PR #1128, opened 2023-04-22
Fixed issue #781

### LINKED ISSUE #781: Fix Static Dropdown Structure & Remove Piece Config Class in Frontend
**Describe the bug**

* **WHAT YOU NEED TO DO**
Look for the line with "Fixed issue #781" in the listing above. Print it and each later line exactly, ending with the last line.

* **ANSWER BELOW**
Fixed issue #781

### LINKED ISSUE #781: Fix Static Dropdown Structure & Remove Piece Config Class in Frontend
**Describe the bug**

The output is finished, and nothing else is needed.